> Task prompt: Please count, in the material below, each line containing "Motion", and report only the number.

> Given records:

______

PR #154, opened 2026-07-28
feat(ios): velocity-aware gestures + Reduce Motion fallbacks

jiweiyuan:
## What

Phone motion polish — make gestures interruptible and physical, and degrade cleanly under Reduce Motion.

## Changes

______

> Result of the task: 2